What usually happens is a coach thinks that one-legged squats will be good for their athlete to do. So they exaggerate the effect of the exercise and tell them that one-legged squats will make the athlete huge and jacked and help them get laid.

So the athlete spends some time doing them, gets a little better at them, but their actual squat doesn't go up and their legs don't change in size. (Plus they don't do any better with the ladies.) The end result is they think the coach is an idiot and they stop doing the one-legged squats.

I think it would be much better if coaches were just honest about what an exercise does. A one-legged squat can be good for your ankles, knees, and hips and can help keep you healthy and mobile. But that's it.

I also believe that if you know why you're doing something you can focus on the purpose of what it's supposed to achieve. If you think one-legged squats are for getting huge, you'll naturally push yourself and try to use more weight, perhaps at the expense of form. If you think their purpose is to keep you healthy and injury free, then you'll start to focus on technique, hip angle, and knee drift, which, most likely, will be more effective.

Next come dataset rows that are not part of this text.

PR #967, opened 2024-07-16
Feature/171 - Created performance testing framework to be able to run performance tests. Added performance test for creating a dot fec

sasha-dresden:
Issue [FECFILE-171](https://fecgov.atlassian.net/browse/FECFILE-171)
Created new TEST_RUNNER which silos tests marked with the performance tag. To use run:
python manage.py test --tag=performance

All tests marked @tag("performance") will be run (currently only the one).
By default python runs all tests, so I had to modify the test_runner so performance tagged tests wouldn't be run when no  tags were provided. 

Currently this can only be run locally, however a future ticket could look into conditionally running on other environments.

Findings:
I ran this test multiple times with an increasingly large number of transactions. Results below.
2k took 8.3 seconds
5k took 17.5 seconds
10k took 35.8 seconds
25k took 85.1 seconds

From these results it appears there might be some initial setup cost, but for the most part this is a linear process and higher numbers can be extrapolated. It seems to be able to process around 285 per second, however the greater the number of transactions the faster the rate, so I'm guessing it might be closer to 300 per second, so based off these estimates 1 million transactions would take a little under 1 hour. 

However, I didn't want to test further than 25k as the setup time was getting quite long. Creating 25k transactions took me 39 mins, however this was after I applied a performance improvement to the transaction aggregate trigger. Before this improvement 2k transactions took 20 minutes.
I did not include this trigger performance enhancement as part of this ticket as I did not want to have this PR be dependent upon that change.


lbeaufort (approved):
Looks great, thanks @sasha-dresden!

dheitzer (approved):
Maybe a future enhancement could be parameterizing the number of transactions to generate

PR #1005, opened 2024-08-05
feature/1431 updated docker compose memory limits to match cloud.gov

dheitzer:
https://fecgov.atlassian.net/browse/FECFILE-1431

Set for api, celery worker, and proxy to match cloud.gov manifests.


toddlees (approved):
Works on my local:
image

I recently started doing more one-armed push-ups. I'm not doing them because I think they'll make my chest huge or because I'll instantly add fifty pounds to my bench. I'm doing them to increase my shoulder stability, which might keep me healthy and may yield a better bench press.

Knowing the purpose of an exercise can help you decide if you should do it, how to program it, and if it's giving you the results you want. That can only help you in the long run.

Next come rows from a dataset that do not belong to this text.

PR #1008, opened 2024-08-06
Feature/218

Elaine-Krauss-TCG:
[Fecfile #218](https://fecgov.atlassian.net/browse/FECFILE-218?atlOrigin=eyJpIjoiZmUyMGFhNjY3N2RkNDk4NjhiMTE4YmQzMTU1YmJkMzkiLCJwIjoiaiJ9)

### DIFF
--- a/django-backend/fecfiler/openfec/views.py
+++ b/django-backend/fecfiler/openfec/views.py
@@ -50,15 +50,17 @@ def retrieve_recent_f1(committee_id):
     First checks the realtime enpdpoint for a recent F1 filing.  If none is found,
     a request is made to a different endpoint that is updated nightly.
     The realtime endpoint will have more recent filings, but does not provide
-    filings older than 6 months. The nightly endpoint keeps a longer history"""
+    filings older than 6 months. The other endpoint returns a committee's current data
+    informed by their most recent F1 and F2 filings."""
     headers = {"Content-Type": "application/json"}
     params = {
         "api_key": settings.FEC_API_KEY,
         "committee_id": committee_id,
-        "sort": "-receipt_date",
-        "form_type": "F1",
     }
-    endpoints = [f"{settings.FEC_API}efile/filings/", f"{settings.FEC_API}filings/"]
+    endpoints = [
+        f"{settings.FEC_API}efile/form1/",
+        f"{settings.FEC_API}committee/{committee_id}/",
+    ]
     for endpoint in endpoints:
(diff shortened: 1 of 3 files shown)


django-backend/fecfiler/openfec/views.py
```diff
@@ -50,15 +50,17 @@ def retrieve_recent_f1(committee_id):
...
     headers = {"Content-Type": "application/json"}
     params = {
         "api_key": settings.FEC_API_KEY,
         "committee_id": committee_id,
-        "sort": "-receipt_date",
-        "form_type": "F1",
     }
-    endpoints = [f"{settings.FEC_API}efile/filings/", f"{settings.FEC_API}filings/"]
+    endpoints = [
+        f"{settings.FEC_API}efile/form1/",
```
toddlees, line 61: can you change this to ```f"{settings.FEC_API}efile/form1/?sort=-load_timestamp```
there can be multiple versions of the same f1, and we need the most recent.

toddlees (changes requested):

toddlees:
We're gonna need some follow up tickets.  This method `retrieve_recent_f1` is used in two places.
1) registering a committee account 
  - issue:  the f1 filing is used to get the email.  The second openfec endpoint `committee/{committee_id}` doesn't contain an email so this only works for that use case if the f1 filing is available in the first endpoint
2) creating the button that links to the f1 pdf on the committee info page
  - issue: here the f1 filing is used to get the pdf url.  again, the second endpoint doesn't have that info.  so it doesn't serve it's purpose if the filing is older than 6 months

django-backend/fecfiler/openfec/views.py
Elaine-Krauss-TCG: Sorry, I didn't see this.

If you look at the [https://api.open.fec.gov/developers/#/efiling/get_v1_efile_filings_](docs), the default sorting is `-receipt_date` which should satisfy that requirement.

Elaine-Krauss-TCG:
> We're gonna need some follow up tickets. This method `retrieve_recent_f1` is used in two places.
> 
>     1. registering a committee account
> 
>     * issue:  the f1 filing is used to get the email.  The second openfec endpoint `committee/{committee_id}` doesn't contain an email so this only works for that use case if the f1 filing is available in the first endpoint

The `committee/{committee_id}` [endpoint](https://api.open.fec.gov/developers/#/committee/get_v1_committee__committee_id__) does contain the email field, but it does _not_ contain the F1 filing url.

PR #1031, opened 2024-08-21
Feature/1541 - delete_committee_reports command

Elaine-Krauss-TCG:
[Fecfile#1541](https://fecgov.atlassian.net/browse/FECFILE-1541?atlOrigin=eyJpIjoiMjQ4NjM0MjY3N2RiNDY2MWJlMmNlYTZjNTYxMTQyM2QiLCJwIjoiaiJ9)


toddlees (approved):

django-backend/fecfiler/reports/management/commands/delete_committee_reports.py
```diff
@@ -0,0 +1,69 @@
...
+        self.stdout.write(self.style.SUCCESS(f"Dot Fecs: {dot_fec_count}"))
+        self.stdout.write(self.style.SUCCESS(
+            f"Upload Submissions: {upload_submission_count}"
+        ))
+        self.stdout.write(self.style.SUCCESS(
+            f"WebPrint Submissions: {web_print_submission_count}"
+        ))
+
+        reports.delete()
+        transactions.hard_delete()
```
mjtravers, line 69: @Elaine-Krauss-TCG  I think we can refactor this and the reports.views.e2e_delete_all_reports() method and reduce the code duplication.

mjtravers (changes requested):
See inline comments.

django-backend/fecfiler/reports/management/commands/delete_committee_reports.py
Elaine-Krauss-TCG: There are a few obstacles to using that code directly.  First, the function itself is inside the Reports Viewset.  It would be awkward to instantiate the Viewset just to use the e2e_delete_all_reports method, but it could be done.  The other obstacle is the logging.  Management commands use stdout to put messages in the console as opposed to the structlog logger.  There are ways around this, creating two separate wrapper methods that handle the logging in different ways for example, but they have their own inconveniences - passing the six different count values out.  None of these are difficult challenges, not at all, but at the time it seemed more inelegant than just having two functions.  I would be happy to revisit this if it would be helpful, though.

mjtravers (approved):

PR #1033, opened 2024-08-21
Feature/243 celery and db status

toddlees:
A viewset that provides actions to check the status of the system

The pattern here is that we check the cache for the status of some component.
If the cache is empty, we flag it with a `{}` and then process the status.
When the status has been determined, we update the cache with the result.
Whether the status comes from the cache or is determined on the fly, we return it.

The `{}` protects us from someone maliciously calling the endpoint to bog down the
system.  The side effect of that is that if you call the endpoint again before the
original request completes, you'll get the 503 response.  Calling the endpoint
multiple times rapidly is not a valid use case, so this is acceptable.

TODO: It would be ideal to have a scheduled task updating the cache rather than
the api request If we integrate something like Celery Beat, we could drastically
reduce the complexity of these endpoints to simply return the cache value.


dheitzer (approved):
looks nice.  I think the scheduled task is a good idea too.

mjtravers (approved):

PR #1052, opened 2024-08-28
feature/1552 - django key fallbacks

dheitzer:
## Summary

https://fecgov.atlassian.net/browse/FECFILE-1552

## How to test

New commands to support this functionality are documented in the devops app README with a SOP for both the django key and login cert rotation being uploaded to the shared drive. 

Unfortunately Django commands to not support sub directories so some devops commands were renamed for clarity.

Both commands tested in the develop environment.


Elaine-Krauss-TCG (approved):
Looks great :tada:

sasha-dresden:
This looks great but I think we might want some tests for the commands.  I'm not quite sure how challenging this would be to implement, but I did some quick research and it looks like we can use call_command and patch to simulate running these commands in a test
https://docs.djangoproject.com/en/5.1/ref/django-admin/#running-management-commands-from-your-code
https://docs.python.org/3/library/unittest.mock.html#unittest.mock.patch

dheitzer:
> This looks great but I think we might want some tests for the commands. I'm not quite sure how challenging this would be to implement, but I did some quick research and it looks like we can use call_command and patch to simulate running these commands in a test https://docs.djangoproject.com/en/5.1/ref/django-admin/#running-management-commands-from-your-code https://docs.python.org/3/library/unittest.mock.html#unittest.mock.patch

good catch - I added coverage to these cmds

PR #150, opened 2022-03-13
Disallow active quantifier removal

### LINKED ISSUE #120: Disallow removal of active quantifiers from pool
If a quantifier is given some assignments for a period, an admin user can still remove their role as `QUANTIFIER` via the Quantifier Pool page. 

This would leave the data in an improper state, where the quantifier still has a bunch of assignments, but is unable to complete them.

We should implement a back-end check and front-end dialog to prevent removal of active quantifiers from the pool, or handle re-assigning their assignments.

mattyg:
Quick fix for #120

**Overview**
- throw error when removing quantifier if they are assigned to any praise in period with `period.status = 'QUANTIFY'`

### DIFF
--- a/CHANGELOG.md
+++ b/CHANGELOG.md
@@ -13,6 +13,7 @@ and this project adheres to [Semantic Versioning](https://semver.org/spec/v2.0.0
 
 ### Changed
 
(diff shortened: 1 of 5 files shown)


kristoferlund (approved):
Looks good!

Mistake #4: You don't understand your body.

You can't have a heart to heart talk with your body, but the saying "know thyself" fits best here. As a lifter in the pursuit of strength, at some point you have to start figuring out how your body responds to exercise so you can modify or create programs to meet your goals.

If you're still relatively new to the strength training world (less than five years) I wouldn't fret about this too much; the knowledge will come as long as you're paying attention to what you're doing.

To facilitate the learning, I want you to make a list of ten exercises that you believe, deep in your heart, make you strong. Not what you think other people will say, or what the experts say, but ten exercises that you honestly believe will get you strong. Now look at your program. All of those ten exercises should be what that program is built around.



Wrap-Up
If you can avoid making these common mistakes and combine that with intense training, progressive overload, and good exercise selection, you may just find yourself stronger than you ever thought possible.